• **SUPPLIED DATA**
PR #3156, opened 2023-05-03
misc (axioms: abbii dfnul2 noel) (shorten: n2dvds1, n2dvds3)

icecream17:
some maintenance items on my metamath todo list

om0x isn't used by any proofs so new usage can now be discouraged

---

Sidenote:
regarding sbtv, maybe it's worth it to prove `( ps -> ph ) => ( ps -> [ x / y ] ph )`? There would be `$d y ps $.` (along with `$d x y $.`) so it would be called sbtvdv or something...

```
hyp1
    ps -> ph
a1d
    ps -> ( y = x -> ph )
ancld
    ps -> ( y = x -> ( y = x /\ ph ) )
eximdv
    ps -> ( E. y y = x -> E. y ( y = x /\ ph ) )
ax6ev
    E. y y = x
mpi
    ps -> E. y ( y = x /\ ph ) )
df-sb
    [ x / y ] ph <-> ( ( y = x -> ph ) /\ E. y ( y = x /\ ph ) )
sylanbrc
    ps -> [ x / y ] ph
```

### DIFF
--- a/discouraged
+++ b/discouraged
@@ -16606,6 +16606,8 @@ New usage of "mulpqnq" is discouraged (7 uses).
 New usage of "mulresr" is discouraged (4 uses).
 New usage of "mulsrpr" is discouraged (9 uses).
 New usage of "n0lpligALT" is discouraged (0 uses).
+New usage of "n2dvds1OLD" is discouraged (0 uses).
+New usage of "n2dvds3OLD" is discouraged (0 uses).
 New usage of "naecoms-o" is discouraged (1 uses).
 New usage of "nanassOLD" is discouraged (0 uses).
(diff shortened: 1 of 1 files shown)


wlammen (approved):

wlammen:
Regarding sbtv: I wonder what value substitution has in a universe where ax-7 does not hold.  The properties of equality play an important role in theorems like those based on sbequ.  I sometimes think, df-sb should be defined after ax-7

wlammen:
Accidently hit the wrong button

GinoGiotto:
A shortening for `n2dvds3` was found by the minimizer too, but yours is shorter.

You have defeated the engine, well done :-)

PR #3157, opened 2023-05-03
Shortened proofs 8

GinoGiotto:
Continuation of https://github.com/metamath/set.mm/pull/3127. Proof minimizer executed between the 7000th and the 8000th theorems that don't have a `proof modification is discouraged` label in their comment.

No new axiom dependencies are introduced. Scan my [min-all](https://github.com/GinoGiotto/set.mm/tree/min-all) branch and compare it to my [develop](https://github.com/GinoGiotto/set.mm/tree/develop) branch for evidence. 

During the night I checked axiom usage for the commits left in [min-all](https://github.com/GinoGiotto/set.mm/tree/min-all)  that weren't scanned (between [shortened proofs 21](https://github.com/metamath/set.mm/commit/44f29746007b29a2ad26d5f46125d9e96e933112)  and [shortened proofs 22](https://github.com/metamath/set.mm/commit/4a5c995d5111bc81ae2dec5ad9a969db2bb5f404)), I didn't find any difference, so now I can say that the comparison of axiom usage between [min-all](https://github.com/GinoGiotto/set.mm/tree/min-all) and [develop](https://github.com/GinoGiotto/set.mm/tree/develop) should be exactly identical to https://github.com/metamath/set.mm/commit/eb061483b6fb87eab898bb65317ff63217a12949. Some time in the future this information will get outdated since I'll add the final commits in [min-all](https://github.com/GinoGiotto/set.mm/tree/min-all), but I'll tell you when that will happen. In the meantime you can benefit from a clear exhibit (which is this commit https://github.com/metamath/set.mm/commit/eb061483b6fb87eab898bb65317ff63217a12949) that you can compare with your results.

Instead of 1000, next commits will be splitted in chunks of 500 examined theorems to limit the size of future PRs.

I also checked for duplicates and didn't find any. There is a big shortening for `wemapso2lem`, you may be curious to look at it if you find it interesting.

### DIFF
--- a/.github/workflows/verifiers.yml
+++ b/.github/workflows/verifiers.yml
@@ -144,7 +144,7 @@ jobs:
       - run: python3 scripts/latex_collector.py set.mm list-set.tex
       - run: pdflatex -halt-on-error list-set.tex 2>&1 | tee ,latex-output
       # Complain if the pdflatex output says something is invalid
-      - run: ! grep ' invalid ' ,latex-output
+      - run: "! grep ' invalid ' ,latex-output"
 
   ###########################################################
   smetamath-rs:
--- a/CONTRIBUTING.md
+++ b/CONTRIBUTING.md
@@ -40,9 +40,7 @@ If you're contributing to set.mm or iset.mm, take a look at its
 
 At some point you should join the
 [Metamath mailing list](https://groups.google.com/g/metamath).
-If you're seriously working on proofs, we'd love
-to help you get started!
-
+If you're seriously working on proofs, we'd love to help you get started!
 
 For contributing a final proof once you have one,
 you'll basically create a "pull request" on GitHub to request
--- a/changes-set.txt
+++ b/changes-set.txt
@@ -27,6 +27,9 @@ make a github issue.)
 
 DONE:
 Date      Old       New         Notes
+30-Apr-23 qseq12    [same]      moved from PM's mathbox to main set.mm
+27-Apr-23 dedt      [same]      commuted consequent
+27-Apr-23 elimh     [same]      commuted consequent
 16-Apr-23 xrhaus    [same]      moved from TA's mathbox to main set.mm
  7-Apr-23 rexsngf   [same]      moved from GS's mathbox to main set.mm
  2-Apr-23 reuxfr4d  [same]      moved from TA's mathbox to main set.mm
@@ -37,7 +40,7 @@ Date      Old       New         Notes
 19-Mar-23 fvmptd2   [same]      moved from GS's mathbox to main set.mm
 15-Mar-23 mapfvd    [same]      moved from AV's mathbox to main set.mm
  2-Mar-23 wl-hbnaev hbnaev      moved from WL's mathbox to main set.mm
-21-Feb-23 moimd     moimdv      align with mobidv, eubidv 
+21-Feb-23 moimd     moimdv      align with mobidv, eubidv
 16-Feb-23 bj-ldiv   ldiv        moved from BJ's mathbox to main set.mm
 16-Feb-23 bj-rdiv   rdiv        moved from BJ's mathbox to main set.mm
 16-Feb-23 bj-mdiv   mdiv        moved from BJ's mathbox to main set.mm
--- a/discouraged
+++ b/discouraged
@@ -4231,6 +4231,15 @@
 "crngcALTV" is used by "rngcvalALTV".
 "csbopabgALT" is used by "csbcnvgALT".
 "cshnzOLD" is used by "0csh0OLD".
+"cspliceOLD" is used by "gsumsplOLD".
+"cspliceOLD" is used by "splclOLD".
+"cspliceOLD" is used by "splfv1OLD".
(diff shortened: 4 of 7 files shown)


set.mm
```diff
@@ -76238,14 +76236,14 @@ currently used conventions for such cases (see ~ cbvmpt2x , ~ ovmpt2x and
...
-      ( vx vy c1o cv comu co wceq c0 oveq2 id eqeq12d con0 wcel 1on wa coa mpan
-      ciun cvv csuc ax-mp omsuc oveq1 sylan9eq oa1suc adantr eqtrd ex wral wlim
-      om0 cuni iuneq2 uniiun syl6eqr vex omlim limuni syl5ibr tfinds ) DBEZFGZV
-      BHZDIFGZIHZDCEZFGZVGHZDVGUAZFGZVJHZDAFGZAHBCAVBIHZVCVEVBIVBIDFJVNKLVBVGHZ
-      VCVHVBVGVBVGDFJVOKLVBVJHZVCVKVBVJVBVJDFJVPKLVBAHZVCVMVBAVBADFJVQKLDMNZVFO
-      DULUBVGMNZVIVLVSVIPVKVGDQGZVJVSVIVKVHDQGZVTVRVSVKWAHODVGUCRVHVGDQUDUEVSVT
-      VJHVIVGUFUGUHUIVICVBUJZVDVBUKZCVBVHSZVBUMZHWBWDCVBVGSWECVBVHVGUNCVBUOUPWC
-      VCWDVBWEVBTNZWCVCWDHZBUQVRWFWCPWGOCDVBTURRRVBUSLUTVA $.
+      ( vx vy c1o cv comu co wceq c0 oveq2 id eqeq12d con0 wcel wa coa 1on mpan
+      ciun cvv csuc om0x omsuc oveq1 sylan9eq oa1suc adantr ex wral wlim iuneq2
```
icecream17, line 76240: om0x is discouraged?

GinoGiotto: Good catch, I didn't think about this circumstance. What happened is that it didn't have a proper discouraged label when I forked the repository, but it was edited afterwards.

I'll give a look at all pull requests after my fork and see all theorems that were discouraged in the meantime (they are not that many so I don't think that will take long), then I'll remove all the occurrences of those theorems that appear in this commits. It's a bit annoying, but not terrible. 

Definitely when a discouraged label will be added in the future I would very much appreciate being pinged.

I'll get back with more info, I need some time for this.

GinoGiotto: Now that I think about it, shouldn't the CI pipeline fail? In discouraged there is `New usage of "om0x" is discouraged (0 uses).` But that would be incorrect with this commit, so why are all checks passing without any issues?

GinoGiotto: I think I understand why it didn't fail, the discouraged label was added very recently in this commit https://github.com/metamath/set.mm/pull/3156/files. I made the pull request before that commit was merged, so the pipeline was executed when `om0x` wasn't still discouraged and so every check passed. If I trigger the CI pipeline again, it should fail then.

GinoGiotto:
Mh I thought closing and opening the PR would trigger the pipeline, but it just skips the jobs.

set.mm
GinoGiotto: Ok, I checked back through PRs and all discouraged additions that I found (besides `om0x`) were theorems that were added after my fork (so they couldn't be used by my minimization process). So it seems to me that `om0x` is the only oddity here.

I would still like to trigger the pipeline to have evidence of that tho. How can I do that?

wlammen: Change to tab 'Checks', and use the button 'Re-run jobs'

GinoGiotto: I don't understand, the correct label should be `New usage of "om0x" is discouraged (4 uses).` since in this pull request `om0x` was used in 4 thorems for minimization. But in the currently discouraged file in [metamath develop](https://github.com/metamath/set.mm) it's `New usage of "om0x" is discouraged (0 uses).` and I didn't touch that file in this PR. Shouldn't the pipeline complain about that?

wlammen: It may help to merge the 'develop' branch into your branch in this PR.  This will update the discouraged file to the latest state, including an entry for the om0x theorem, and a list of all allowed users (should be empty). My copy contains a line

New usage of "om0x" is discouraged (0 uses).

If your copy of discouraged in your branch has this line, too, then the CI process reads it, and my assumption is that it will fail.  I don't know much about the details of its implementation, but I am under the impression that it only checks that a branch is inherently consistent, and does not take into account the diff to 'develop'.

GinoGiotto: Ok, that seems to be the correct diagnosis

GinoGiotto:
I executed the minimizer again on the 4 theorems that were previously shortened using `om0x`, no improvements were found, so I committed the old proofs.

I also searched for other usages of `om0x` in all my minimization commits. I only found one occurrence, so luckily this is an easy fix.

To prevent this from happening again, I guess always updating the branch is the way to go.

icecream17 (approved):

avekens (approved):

==

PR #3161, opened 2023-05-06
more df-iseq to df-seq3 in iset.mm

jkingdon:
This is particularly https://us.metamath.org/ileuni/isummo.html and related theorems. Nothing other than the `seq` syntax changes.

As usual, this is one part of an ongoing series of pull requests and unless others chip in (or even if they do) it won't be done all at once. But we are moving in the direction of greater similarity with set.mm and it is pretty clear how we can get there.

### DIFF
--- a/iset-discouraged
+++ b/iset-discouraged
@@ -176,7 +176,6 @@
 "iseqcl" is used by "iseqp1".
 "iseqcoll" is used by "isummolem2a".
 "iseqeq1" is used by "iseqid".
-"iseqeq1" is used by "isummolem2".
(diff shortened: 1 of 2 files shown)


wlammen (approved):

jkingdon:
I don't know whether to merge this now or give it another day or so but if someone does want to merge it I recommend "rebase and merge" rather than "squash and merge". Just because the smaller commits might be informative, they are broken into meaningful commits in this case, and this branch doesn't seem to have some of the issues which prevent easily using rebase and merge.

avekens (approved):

---

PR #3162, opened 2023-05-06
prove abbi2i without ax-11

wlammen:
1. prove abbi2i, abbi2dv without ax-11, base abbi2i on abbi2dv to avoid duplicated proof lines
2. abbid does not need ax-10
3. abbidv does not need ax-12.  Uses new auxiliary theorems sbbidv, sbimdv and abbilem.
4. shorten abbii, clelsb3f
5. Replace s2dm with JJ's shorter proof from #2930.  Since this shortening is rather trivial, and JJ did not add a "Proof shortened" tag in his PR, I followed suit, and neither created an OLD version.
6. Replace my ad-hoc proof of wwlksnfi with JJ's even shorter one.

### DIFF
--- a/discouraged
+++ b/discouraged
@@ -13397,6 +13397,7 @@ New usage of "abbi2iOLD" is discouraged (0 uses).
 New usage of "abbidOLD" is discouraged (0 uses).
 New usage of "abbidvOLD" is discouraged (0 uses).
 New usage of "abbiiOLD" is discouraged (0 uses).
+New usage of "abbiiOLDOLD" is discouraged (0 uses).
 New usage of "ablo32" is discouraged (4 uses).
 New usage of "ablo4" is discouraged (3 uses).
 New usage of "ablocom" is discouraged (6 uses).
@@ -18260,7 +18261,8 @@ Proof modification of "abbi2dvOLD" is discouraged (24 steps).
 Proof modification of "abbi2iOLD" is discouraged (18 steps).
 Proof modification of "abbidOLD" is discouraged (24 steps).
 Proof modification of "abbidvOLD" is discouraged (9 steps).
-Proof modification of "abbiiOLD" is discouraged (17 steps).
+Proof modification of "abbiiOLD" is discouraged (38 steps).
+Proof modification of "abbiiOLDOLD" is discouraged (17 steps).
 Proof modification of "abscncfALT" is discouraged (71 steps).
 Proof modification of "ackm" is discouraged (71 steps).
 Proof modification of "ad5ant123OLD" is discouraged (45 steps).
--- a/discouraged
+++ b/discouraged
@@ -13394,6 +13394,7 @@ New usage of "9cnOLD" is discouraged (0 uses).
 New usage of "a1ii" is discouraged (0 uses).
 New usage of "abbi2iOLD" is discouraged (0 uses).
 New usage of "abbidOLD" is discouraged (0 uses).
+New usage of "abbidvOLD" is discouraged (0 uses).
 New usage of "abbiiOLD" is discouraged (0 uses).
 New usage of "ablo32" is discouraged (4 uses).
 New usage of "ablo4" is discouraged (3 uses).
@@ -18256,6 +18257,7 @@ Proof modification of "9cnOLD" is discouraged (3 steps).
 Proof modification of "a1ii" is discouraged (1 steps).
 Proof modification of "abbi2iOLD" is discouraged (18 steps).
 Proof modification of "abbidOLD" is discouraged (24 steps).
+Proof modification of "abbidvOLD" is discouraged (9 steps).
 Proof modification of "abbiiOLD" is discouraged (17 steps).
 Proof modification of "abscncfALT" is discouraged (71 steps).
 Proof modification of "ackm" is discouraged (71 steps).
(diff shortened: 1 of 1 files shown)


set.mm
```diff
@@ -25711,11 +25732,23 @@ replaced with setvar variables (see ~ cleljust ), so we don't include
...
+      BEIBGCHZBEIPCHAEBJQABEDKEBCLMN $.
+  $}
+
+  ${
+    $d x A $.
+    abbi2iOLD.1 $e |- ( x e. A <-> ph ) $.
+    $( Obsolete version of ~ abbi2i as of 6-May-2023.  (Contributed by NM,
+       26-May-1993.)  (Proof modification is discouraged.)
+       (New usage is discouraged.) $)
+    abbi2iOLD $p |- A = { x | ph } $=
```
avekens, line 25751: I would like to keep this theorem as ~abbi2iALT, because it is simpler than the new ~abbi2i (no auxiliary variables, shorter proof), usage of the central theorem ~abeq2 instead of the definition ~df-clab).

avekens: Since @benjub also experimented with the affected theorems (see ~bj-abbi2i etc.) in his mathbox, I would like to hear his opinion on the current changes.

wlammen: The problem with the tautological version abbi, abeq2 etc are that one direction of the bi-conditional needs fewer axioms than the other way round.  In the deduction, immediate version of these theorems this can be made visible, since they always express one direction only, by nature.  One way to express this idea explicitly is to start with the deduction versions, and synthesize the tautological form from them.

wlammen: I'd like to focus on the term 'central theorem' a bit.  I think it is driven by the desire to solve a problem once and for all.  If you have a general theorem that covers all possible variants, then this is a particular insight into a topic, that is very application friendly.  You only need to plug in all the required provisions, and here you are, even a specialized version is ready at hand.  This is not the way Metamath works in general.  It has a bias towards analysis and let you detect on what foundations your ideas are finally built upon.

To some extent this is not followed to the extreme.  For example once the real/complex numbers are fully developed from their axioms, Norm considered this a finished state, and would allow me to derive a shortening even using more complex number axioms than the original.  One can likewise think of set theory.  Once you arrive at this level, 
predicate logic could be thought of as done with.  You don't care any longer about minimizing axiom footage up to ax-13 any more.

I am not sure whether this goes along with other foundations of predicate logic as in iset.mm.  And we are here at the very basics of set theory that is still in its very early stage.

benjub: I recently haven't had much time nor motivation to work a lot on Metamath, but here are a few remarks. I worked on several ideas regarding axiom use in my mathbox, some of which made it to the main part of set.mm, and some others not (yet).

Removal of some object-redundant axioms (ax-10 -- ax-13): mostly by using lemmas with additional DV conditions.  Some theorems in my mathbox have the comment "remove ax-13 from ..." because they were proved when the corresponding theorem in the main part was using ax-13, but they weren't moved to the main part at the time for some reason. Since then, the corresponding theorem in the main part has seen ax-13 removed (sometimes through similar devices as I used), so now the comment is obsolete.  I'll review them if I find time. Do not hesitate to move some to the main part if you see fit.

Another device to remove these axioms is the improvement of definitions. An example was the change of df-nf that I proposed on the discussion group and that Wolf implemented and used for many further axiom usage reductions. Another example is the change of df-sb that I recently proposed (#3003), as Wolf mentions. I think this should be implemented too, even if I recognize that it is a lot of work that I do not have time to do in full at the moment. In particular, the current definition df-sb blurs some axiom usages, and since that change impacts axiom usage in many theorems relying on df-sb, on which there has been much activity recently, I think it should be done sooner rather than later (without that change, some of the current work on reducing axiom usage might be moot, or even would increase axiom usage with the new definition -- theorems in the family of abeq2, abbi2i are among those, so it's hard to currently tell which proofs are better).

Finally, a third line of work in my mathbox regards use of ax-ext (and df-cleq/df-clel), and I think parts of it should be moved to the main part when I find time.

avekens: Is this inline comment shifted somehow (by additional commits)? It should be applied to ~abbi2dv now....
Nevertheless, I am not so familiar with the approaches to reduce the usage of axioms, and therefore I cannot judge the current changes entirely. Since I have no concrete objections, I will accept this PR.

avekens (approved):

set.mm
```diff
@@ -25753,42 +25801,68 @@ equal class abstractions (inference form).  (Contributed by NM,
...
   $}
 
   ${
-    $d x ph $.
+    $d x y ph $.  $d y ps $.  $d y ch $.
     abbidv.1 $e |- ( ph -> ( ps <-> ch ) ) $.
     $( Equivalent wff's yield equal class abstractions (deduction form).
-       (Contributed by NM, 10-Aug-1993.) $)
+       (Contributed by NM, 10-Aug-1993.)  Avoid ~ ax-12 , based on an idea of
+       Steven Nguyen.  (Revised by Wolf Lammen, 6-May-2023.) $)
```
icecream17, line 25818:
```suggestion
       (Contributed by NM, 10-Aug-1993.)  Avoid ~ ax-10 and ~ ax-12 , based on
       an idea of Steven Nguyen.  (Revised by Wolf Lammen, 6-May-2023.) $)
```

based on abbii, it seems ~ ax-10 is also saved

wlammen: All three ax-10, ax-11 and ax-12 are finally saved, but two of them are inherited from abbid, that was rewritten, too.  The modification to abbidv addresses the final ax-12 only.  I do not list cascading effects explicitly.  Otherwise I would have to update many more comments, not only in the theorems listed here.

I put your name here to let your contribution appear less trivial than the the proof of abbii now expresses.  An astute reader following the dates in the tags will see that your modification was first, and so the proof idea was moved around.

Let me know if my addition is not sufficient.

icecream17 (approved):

• **WORK TASK**
Set down exactly the lines of the data above, beginning with the line that has "PR #3156, opened 2023-05-03" and ending with the line that has "No new axiom", and no others.

• **ANSWER TO THE EXERCISE**
PR #3156, opened 2023-05-03
misc (axioms: abbii dfnul2 noel) (shorten: n2dvds1, n2dvds3)

icecream17:
some maintenance items on my metamath todo list

om0x isn't used by any proofs so new usage can now be discouraged

---

Sidenote:
regarding sbtv, maybe it's worth it to prove `( ps -> ph ) => ( ps -> [ x / y ] ph )`? There would be `$d y ps $.` (along with `$d x y $.`) so it would be called sbtvdv or something...

```
hyp1
    ps -> ph
a1d
    ps -> ( y = x -> ph )
ancld
    ps -> ( y = x -> ( y = x /\ ph ) )
eximdv
    ps -> ( E. y y = x -> E. y ( y = x /\ ph ) )
ax6ev
    E. y y = x
mpi
    ps -> E. y ( y = x /\ ph ) )
df-sb
    [ x / y ] ph <-> ( ( y = x -> ph ) /\ E. y ( y = x /\ ph ) )
sylanbrc
    ps -> [ x / y ] ph
```

### DIFF
--- a/discouraged
+++ b/discouraged
@@ -16606,6 +16606,8 @@ New usage of "mulpqnq" is discouraged (7 uses).
 New usage of "mulresr" is discouraged (4 uses).
 New usage of "mulsrpr" is discouraged (9 uses).
 New usage of "n0lpligALT" is discouraged (0 uses).
+New usage of "n2dvds1OLD" is discouraged (0 uses).
+New usage of "n2dvds3OLD" is discouraged (0 uses).
 New usage of "naecoms-o" is discouraged (1 uses).
 New usage of "nanassOLD" is discouraged (0 uses).
(diff shortened: 1 of 1 files shown)


wlammen (approved):

wlammen:
Regarding sbtv: I wonder what value substitution has in a universe where ax-7 does not hold.  The properties of equality play an important role in theorems like those based on sbequ.  I sometimes think, df-sb should be defined after ax-7

wlammen:
Accidently hit the wrong button

GinoGiotto:
A shortening for `n2dvds3` was found by the minimizer too, but yours is shorter.

You have defeated the engine, well done :-)

PR #3157, opened 2023-05-03
Shortened proofs 8

GinoGiotto:
Continuation of https://github.com/metamath/set.mm/pull/3127. Proof minimizer executed between the 7000th and the 8000th theorems that don't have a `proof modification is discouraged` label in their comment.

No new axiom dependencies are introduced. Scan my [min-all](https://github.com/GinoGiotto/set.mm/tree/min-all) branch and compare it to my [develop](https://github.com/GinoGiotto/set.mm/tree/develop) branch for evidence. 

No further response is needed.